2a. Adviento, Sábado

Sus discípulos le preguntaron: “¿Por qué, pues, dicen los escribas que Elías debe venir primero?” Respondió él: “Ciertamente, Elías ha de venir a restaurarlo todo. Les digo, sin embargo: Elías vino ya, pero no le reconocieron sino que hicieron con él cuanto quisieron. Así también el Hijo del hombre tendrá que padecer de parte de ellos”. Entonces los discípulos comprendieron que se refería a Juan el Bautista (Mateo 17,10-13).

Se lee en Malaquías 3,23-24 lo siguiente: “He aquí que yo os envío al profeta Elías antes que llegue el Día de Yahveh, grande y terrible. El hará volver el corazón de los padres a los hijos, y el corazón de los hijos a los padres; no sea que venga yo a herir la tierra de anatema”.

De ahí que los escribas enseñasen al pueblo de que Elías volvería antes de la aparición del Mesías. Y esto se convirtió en una creencia popular, de modo que el pueblo esperaba que Elías apareciese antes del Mesías.

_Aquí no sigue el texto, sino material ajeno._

PR #2802, opened 2026-08-20
refactor(harness): HarnessAdapter registry — collapse duplicated per-harness env/launch/parse chains (move 3)

muqsitnawaz:
**refactor — no behavior change.** Collapses the four per-harness `if (agent === 'x') … else if …` name-chains that are each duplicated across call sites into a single `HarnessAdapter` registry (`apps/cli/src/lib/harness/`), the behavior sibling of the declarative `AGENTS` flag table. Mirrors the ChannelProvider / HostProvider / AccountProviderAdapter registries the repo already proves.

Audience: agents-cli maintainers. No user-visible surface changes — generated shim/env bytes and built commands are unchanged, pinned byte-for-byte by the existing `shims`/`exec`/`runner` tests (see Verification). CHANGELOG-exempt (internal refactor, no resource surface).

## What changed

**New `apps/cli/src/lib/harness/`** — `adapter.ts` (the `HarnessAdapter` interface + `Map` registry + `resolveHarnessAdapter`/`registerHarnessAdapter`/`listHarnessAdapters`), `exec-config-version.ts` (the version-resolution boilerplate that was identical across six exec branches), `adapters/<harness>.ts` (one file per harness with behavior: claude, codex, copilot, kimi, muse, cursor, grok, opencode, droid), `index.ts` barrel (registers all, mirrors `channels/providers/index.ts`), and `adapter.test.ts`. Every `AgentId` resolves to an adapter — the id-only default when a harness has no quirks — so no call site name-checks a harness.

### Chains removed (per file, before → after)

| Mapping | File | Was | Now |
|---|---|---|---|
| A config-env | `exec.ts` `buildExecEnv` | 7-arm `if/else` (claude/codex/copilot/kimi/muse/cursor/else) | 1 `applyExecConfigEnv` dispatch |
| A config-env | `shims.ts` `generateShimScript` | 7-way `managedEnv` ternary | 1 `shimConfigEnvBash` call |
| A config-env | `shims.ts` (both shim generators) | codex `launchArgs` + `shimExecTail` name-checks ×2 | `shimLaunchArgs` / `shimExecTail` |
| B launch-args | `exec.ts` `buildExecCommand` | codex / cursor / kimi arms | `execPreModeArgs` / `execModeArgs` |
| B launch-args | `runner.ts` `buildJobCommand` | 6 per-agent arms | 1 `routineModeArgs` dispatch |
| C parse | `session/parse.ts` `parseSession` | 13-case `switch` | `Record<SessionAgentId, parser>` table |
| D team-events | `teams/parsers.ts` `normalizeEvents` | 9-branch `if/else` | `Partial<Record<AgentType, normalizer>>` table |

Net: the 5 consumer files drop **422 deletions / 90 insertions**, moved into the registry. Also removed now-dead `resolveCodexHome` / `resolveClaudeSetupToken` / codex-policy imports.

### Notes on the design
- **C and D stay their own tables**, beside the parser functions they dispatch, not on the `AgentId` registry — their id domains differ (`SessionAgentId` includes `rush`, which is not an `AgentId`; teams `AgentType` includes `warp`). The mission calls these out as deliberately separate functions (offline transcript vs live team events).
- **B was subtle**: only codex uses a `subcommand` resumeSpec and it's caught by its own arm before the (dead) subcommand branch, so kimi (flag `--session`) never reaches it — the kimi `execModeArgs` transform preserves the exact precedence. The generic resume-subcommand / modeFlags paths stay in `buildExecCommand` (not per-harness).
- **The alias generator's `managedEnv`** (`generateVersionedAliasScript`) is left as-is: it renders a different base-path expression and omits the shim's Linux-oauth fallback, so it is genuinely distinct output — out of scope for this behavior-preserving pass (its launch-args/exec-tail codex checks were still collapsed).

## Verification

`bunx tsc --noEmit` — clean (0 errors).

The generated-shim/env byte-pinning tests are the parity guard for this refactor; all pass:

```
shims.test.ts exec.test.ts shims.auth-carry.test.ts shims.drift.test.ts
__tests__/shims.test.ts __tests__/shims.isolation-capability.test.ts exec-shim.test.ts
  → Test Files 7 passed | Tests 230 passed | 1 skipped

agent-modes / exec / runner / codex-policy / __tests__ exec+runner / teams agents / model-tiers
  → Test Files 8 passed | Tests 463 passed | 3 skipped

session parse suite (codex/cursor/droid/grok/kimi/opencode/rush/antigravity/checklists)
  → 70 passed ; teams parsers (antigravity/kimi/droid/grok) → 39 passed

harness/adapter.test.ts → 7 passed
```

Full local suite passes after fixing an import-cycle regression the first cut introduced: the adapters statically imported `installations/versions` + `claude-account-token`, which (because `shims.ts` imports the harness barrel) dragged the versions/secrets graph — and `sqlite.ts`'s top-level `await` — into `shims.ts`'s module graph, breaking esbuild's cjs transform in subprocess-spawning tests (`plugins/skills.test.ts` et al, green on `origin/main`). Fixed by resolving version/versionHome + the claude setup-token in `buildExecEnv` and injecting them via `ExecConfigEnvCtx`, keeping every adapter import-leaf. `plugins/skills.test.ts` now passes 18/18, harness barrel loads clean under tsx, and CI runs the full suite as the gate.


muqsitnawaz:
APPROVE

Non-author review (subagent-based, this repo's automated `prix/code-reviewer` is paused per #1767). Verified the "no behavior change" claim by diffing every moved branch against `origin/main`'s pre-refactor code, not just reading the new registry in isolation. Dispatched five parallel deep-comparison passes, one per mapping, each required to quote old-code vs new-code file:line for every branch.

## Mapping A — config-env (exec.ts `buildExecEnv` -> `applyExecConfigEnv`)

MATCH. All 7 branches (claude/codex/copilot/kimi/muse/cursor/else) verified: each adapter's `stripForeignConfigDir(result, keep)` deletes exactly the old branch's trailing deletes, unconditionally and outside the `if (versionHome)` guard — so an unresolved harness still strips inherited foreign config-dir vars, matching old behavior. Claude's `versionHome`-gated (not `version`-gated) setup-token dance, and the interactive-vs-non-interactive OAuth token fork, both survive verbatim. `resolveConfigVersion` reproduces the duplicated version-resolution ternary with no reordering. XDG_CONFIG_HOME/XDG_DATA_HOME are correctly excluded from `CONFIG_DIR_ENV_KEYS` (old code never stripped them either).

## Mapping A — shim generation (shims.ts `generateShimScript` -> `shimConfigEnvBash`/`shimLaunchArgs`/`shimExecTail`)

MATCH, empirically confirmed. One reviewer wrote a direct A/B harness (old `shims.ts` from `origin/main` vs new) and ran `generateShimScript` + `generateVersionedAliasScript` for all 9 agents with adapters: **18/18 exact-string (`toBe`) matches**, not sampled substrings. The codex `shimShellQuote` (always-quote) is byte-identical to the pre-existing local `shellQuote` in shims.ts — confirmed independently by me as well (`shims.ts:274-276` vs `harness/adapters/codex.ts:17-19`), and is correctly NOT ssh-exec's conditional variant. Both shim-generator call sites (dispatcher shim and versioned-alias shim) route codex's launch-args/exec-tail through the same shared adapter. `generateVersionedAliasScript`'s own separate `managedEnv` (different base-path expression, no Linux-oauth fallback) is confirmed untouched — only its codex sub-calls were collapsed.

One real, non-blocking gap surfaced: `shims.test.ts`/`shims.drift.test.ts` do not actually pin full shim-script bytes or quoting style (assertions are `toContain(...)`, quote-blind) — so the PR body's claim that "the generated-shim/env byte-pinning tests are the parity guard for this refactor" overstates what the suite catches. The refactor itself is still correct (proven by the independent A/B harness above), but the safety net for a *future* drift in this specific area is thinner than described.

## Mapping B — launch-args (exec.ts `buildExecCommand` / runner.ts `buildJobCommand`)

Tal y como se narra la desaparición de Elias en el capítulo 2 del segundo libro de los Reyes, pudo quedar en la imaginación de la gente que el profeta no murió, sino que fue arrebatado al cielo en un carro de fuego, lo que algunos exegetas han supuesto que fue una manera alegórica de describir su muerte.

En su respuesta Jesús habla, sin nombrarlo, de Juan el Bautista, que se presentó como si fuera Elías, pero los dirigentes del pueblo de Israel no quisieron hacerle caso.

Sí, fueron a él, a interrogarlo, y hasta le llegaron a preguntar si él era Elías (Juan 1,21), pero no se convirtieron. Y luego Herodes Agripa terminaría por ordenar su muerte.

Para clarificar esta situación debemos recordar las palabras que el ángel Gabriel dirigió a Zacarías el día en que se le apareció en el templo para anunciarle que él y su esposa Isabel tendrían un hijo que sería grande ante Dios y tenía que llamarse Juan. Al final añadiría “... e irá delante de él con el espíritu y el poder de Elías, para hacer volver los corazones de los padres a los hijos, y a los rebeldes a la prudencia de los justos, para preparar al Señor un pueblo bien dispuesto (Lucas 1,17.)

No faltan algunos exegetas que piensan que la afirmación de Jesús de que Elías, ciertamente, vendrá a restaurarlo todo, se refiere a la segunda venida, la gloriosa, que ocurrirá al final de los tiempos.

A esto parece referirse san Jerónimo cuando, comentando este pasaje, dice: “Aquel que debe venir a la segunda venida del Salvador personalmente y en su propio cuerpo, ha venido ya por Juan en virtud y en espíritu”.